▸ **Problem statement**: Show all the lines in the data below that include the word "copyable".

▸ **Data under study**:
PR #346, opened 2024-10-28
[sharktank] Revise `setup.py` file

marbre:
* Move `version_info.json` to sharktank subdir
* Pulls in the local requirements file for sharktank


sharktank/setup.py
```diff
@@ -13,7 +13,7 @@
 
 THIS_DIR = Path(__file__).resolve().parent
 REPO_DIR = THIS_DIR.parent
-VERSION_INFO_FILE = REPO_DIR / "version_info.json"
+VERSION_INFO_FILE = THIS_DIR / "version_info.json"
```
ScottTodd, line 16: shortfin is using this too:
https://github.com/nod-ai/SHARK-Platform/blob/ffb146bdb3442c1d6d3a7417f334181a5834d117/shortfin/setup.py#L143-L144

Should we have a separate source of version information for each package, or require that they share a version?

marbre: Yes, let's have a separate one please to be able to raise the patch level individually. But I am fine with having it more similar to shortfin. Will adopt accordingly.

ScottTodd: I'm confused by git/github here. Am I missing something about your updates since my comment?

shortfin/setup.py should also be updated and a second version_info.json should be added

marbre: Seems more likely that I am confused. I assumed that `SOURCE_DIR` you pointed to would refer to `shortfin/` and that the way to get the version in shortfin works (as is). If this is the case shortfin is indeed missing a `version_info.json`. If that's not the case my assumption that `SOURCE_DIR` refers to `shortfin` is plainly wrong. Let me take a second look...

ScottTodd: Heh. We're both confused 😅. At least things should be more clear once we have the two files.

marbre: Okay, iterated further on the setup.py files and altered the PR / title description accordingly.

ScottTodd: Oooh wait, I'd forgotten about https://github.com/nod-ai/SHARK-Platform/blob/main/.github/workflows/build_packages.yml. That may need some updates too, but we'll be reworking it with new version information anyways.

What that does now is it generates a single `version_info.json` file for shortfin to use then extracts that file into the `shortfin/` directory.

What we should end up with is a local file that determines the `major.minor.patch` then the workflows will append a suffix into that version.

marbre: Okay, let me roll back the changes applied to shortfin. We can harmonize these in a follow up.

marbre:
This should be in a state that it can be landed as is. Happy if you could stamp @ScottTodd.

ScottTodd (approved):

PR #348, opened 2024-10-28
[shortfin] Make error copyable.

stellaraccident:
* Just eagerly serializes the exception. Trying to defer this makes the type non copyable and is a dubious optimization given that we never use this type for flow control.
* Should fix MSVC warnings and ill-defined behavior there.


ScottTodd:
Thanks!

▸ **Response to this task**:
[shortfin] Make error copyable.
* Just eagerly serializes the exception. Trying to defer this makes the type non copyable and is a dubious optimization given that we never use this type for flow control.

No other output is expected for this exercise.